* _What is being asked_: Copy out all lines in the data below containing the string "https".

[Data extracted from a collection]

PR #794, opened 2023-10-20
tests: Update tests to support latest fetch-mock version

rmi22186:
## Instructions

 ## Summary
As part of browser modernization, I am updating fetch mock, and sinon.  This PR is for fetch-mock.  Previously we were pulling it in via a karma config file which was setting it on the window.  This is not necessary now that we are importing it directly.  In my testing when transpiling, pulling `fetch-mock` directly did not work, I had to do `fetch-mock/esm/client`.  Might be a bug to figure out later, but since this is just for testing purposes and not in our code base, I don't think it's a big deal.

Changes include:
* `window.fetchMock` --> `fetchMock`
* `._calls` -> `calls()`
* `.calls = []` to clear all calls --> `.resetHistory`
* slight modifications to the `tests/utils.js` file because the payload changed between v7 and v9 of `fetch-mock`, 

 ## Testing Plan

 - Closes https://go.mparticle.com/work/SQDSDKS-5887


test/src/tests-batchUploader.ts
```diff
@@ -14,10 +14,12 @@ import { expect } from 'chai';
 import _BatchValidator from '../../src/mockBatchCreator';
 import Logger from '../../src/logger.js';
 import { event0, event1, event2, event3 } from '../fixtures/events';
+import fetchMock from 'fetch-mock/esm/client';
+
 declare global {
     interface Window {
         mParticle: MParticleWebSDK;
-        fetchMock: any;
+        // fetchMock: any;
```
alexs-mparticle, line 22: I think we can safely delete this.

```suggestion
```

test/src/tests-batchUploader.ts
```diff
@@ -157,19 +159,19 @@ describe('batch uploader', () => {
                     [actualBatch, eventlessBatch],
                     false
                 );
-
-                expect(window.fetchMock.calls().length).to.equal(1);
+                    debugger;
```
alexs-mparticle, line 162: Please remove the debugger.

```suggestion
```

test/src/tests-batchUploader.ts
```diff
@@ -1341,12 +1343,13 @@ describe('batch uploader', () => {
...
 
         afterEach(() => {
-            window.fetchMock.restore();
+            fetchMock.restore();
             sinon.restore();
             clock.restore();
         });
 
         it('should use custom v3 endpoint', function(done) {
+            // debugger;
```
alexs-mparticle, line 1352:
```suggestion
```

test/src/tests-persistence.ts
```diff
@@ -431,9 +432,9 @@ describe('migrations and persistence-related', () => {
     it('should save integration attributes properly on a page refresh', done => {
         mParticle.setIntegrationAttribute(128, { MCID: 'abcedfg' });
         mParticle.init(apiKey, mParticle.config);
-
+        debugger;
```
alexs-mparticle, line 435:
```suggestion
```

alexs-mparticle (changes requested):

rmi22186:
Looks like I had to rebase master and force push because of package-lock conflicts.    Relevant changes since you last looked are here https://github.com/mparticle/mparticle-web-sdk/compare/5a26facdc8a0e91ce179f6f4e6a8615c11982606...4049f578e0ecfa1c21e4cf7ede1447436a16fbc0

alexs-mparticle (changes requested):

alexs-mparticle (approved):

* _Exercise result_:
 - Closes https://go.mparticle.com/work/SQDSDKS-5887
Looks like I had to rebase master and force push because of package-lock conflicts.    Relevant changes since you last looked are here https://github.com/mparticle/mparticle-web-sdk/compare/5a26facdc8a0e91ce179f6f4e6a8615c11982606...4049f578e0ecfa1c21e4cf7ede1447436a16fbc0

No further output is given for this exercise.